Task directions — The listing below contains a span that opens with the line containing "fake it for now" and closes with the line containing "alignment, n_impls, true/*aligned*/);". Return that span exactly.

* * * *

PR #856, opened 2026-04-03
Ranking: Fail in a sensible manner, print useful info

### LINKED ISSUE #516: volk_get_index broken, stuck in infinite loop

marcusmueller:
Closes #516

### DIFF
--- a/lib/volk_rank_archs.c
+++ b/lib/volk_rank_archs.c
@@ -21,14 +21,36 @@ int volk_get_index(const char* impl_names[], // list of implementations by name
 )
 {
     unsigned int i;
+
+    if (n_impls == 0) {
+        // uuuh so we're picking an implementation out of 0 available ones?
+        fprintf(stderr,
+                "Asked to return implementation for \"%.20s\", but 0 implementations "
+                "given: Bailing.",
+                impl_name);
+        return -1;
+    }
+
+    // Find the implementation whose name matches (in the first 20 characters)
     for (i = 0; i < n_impls; i++) {
         if (!strncmp(impl_names[i], impl_name, 20)) {
             return i;
         }
     }
+
     // TODO return -1;
     // something terrible should happen here
-    fprintf(stderr, "Volk warning: no arch found, returning generic impl\n");
+    if (!strcmp("generic", impl_name)) {
+        // we're in the error case, and we've already tried to look for the generic
+        // implementation, and failed: There's no good way to proceed here.
+        fprintf(stderr,
+                "Volk warning: tried to find \"generic\" impl, but failed. "
+                "Returning index 0, just to give any working implementation.\n");
+        return 0;
+    }
+    fprintf(stderr,
+            "Volk warning: no arch \"%.20s\" found, returning \"generic\" impl\n",
+            impl_name);
     return volk_get_index(impl_names, n_impls, "generic"); // but we'll fake it for now
 }
 
@@ -40,6 +62,7 @@ int volk_rank_archs(const char* kern_name,    // name of the kernel to rank
                     const bool align          // if false, filter aligned implementations
 )
 {
+    fprintf(stderr, "Ranking %s\n", kern_name);
     size_t i;
     static volk_arch_pref_t* volk_arch_prefs;
     static size_t n_arch_prefs = 0;
--- a/tmpl/volk.tmpl.c
+++ b/tmpl/volk.tmpl.c
@@ -136,8 +136,17 @@ static inline void __init_${kern.name}(void)
     const int *impl_deps = get_machine()->${kern.name}_impl_deps;
     const bool *alignment = get_machine()->${kern.name}_impl_alignment;
     const size_t n_impls = get_machine()->${kern.name}_n_impls;
-    const size_t index_a = volk_rank_archs(name, impl_names, impl_deps, alignment, n_impls, true/*aligned*/);
-    const size_t index_u = volk_rank_archs(name, impl_names, impl_deps, alignment, n_impls, false/*unaligned*/);
+
+    // find the highest-ranked implementation for a given kernel. Will
+    // (warningly) fall back to "generic" if the specified name couldn't be found,
+    // and will properly fail with -1 if there's no implementations at all.
+    const int index_a = volk_rank_archs(
+        name, impl_names, impl_deps, alignment, n_impls, true /*aligned*/);
+    const int index_u = volk_rank_archs(
+        name, impl_names, impl_deps, alignment, n_impls, false /*unaligned*/);
+    assert(index_a >= 0);
+    assert(index_u >= 0);
+
     ${kern.name}_a = get_machine()->${kern.name}_impls[index_a];
     ${kern.name}_u = get_machine()->${kern.name}_impls[index_u];
 


lib/volk_rank_archs.c
```diff
@@ -21,14 +21,36 @@ int volk_get_index(const char* impl_names[], // list of implementations by name
...
     // TODO return -1;
     // something terrible should happen here
-    fprintf(stderr, "Volk warning: no arch found, returning generic impl\n");
+    if (!strcmp("generic", impl_name)) {
+        // we're in the error case, and we've already tried to look for the generic
+        // implementation, and failed: There's no good way to proceed here.
+        fprintf(stderr,
+                "Volk warning: tried to find \"generic\" impl, but failed. "
+                "Returning index 0, just to give any working implementation.\n");
+        return 0;
```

* * * *

Solution to the problem —
     return volk_get_index(impl_names, n_impls, "generic"); // but we'll fake it for now
 }
 
@@ -40,6 +62,7 @@ int volk_rank_archs(const char* kern_name,    // name of the kernel to rank
                     const bool align          // if false, filter aligned implementations
 )
 {
+    fprintf(stderr, "Ranking %s\n", kern_name);
     size_t i;
     static volk_arch_pref_t* volk_arch_prefs;
     static size_t n_arch_prefs = 0;
--- a/tmpl/volk.tmpl.c
+++ b/tmpl/volk.tmpl.c
@@ -136,8 +136,17 @@ static inline void __init_${kern.name}(void)
     const int *impl_deps = get_machine()->${kern.name}_impl_deps;
     const bool *alignment = get_machine()->${kern.name}_impl_alignment;
     const size_t n_impls = get_machine()->${kern.name}_n_impls;
-    const size_t index_a = volk_rank_archs(name, impl_names, impl_deps, alignment, n_impls, true/*aligned*/);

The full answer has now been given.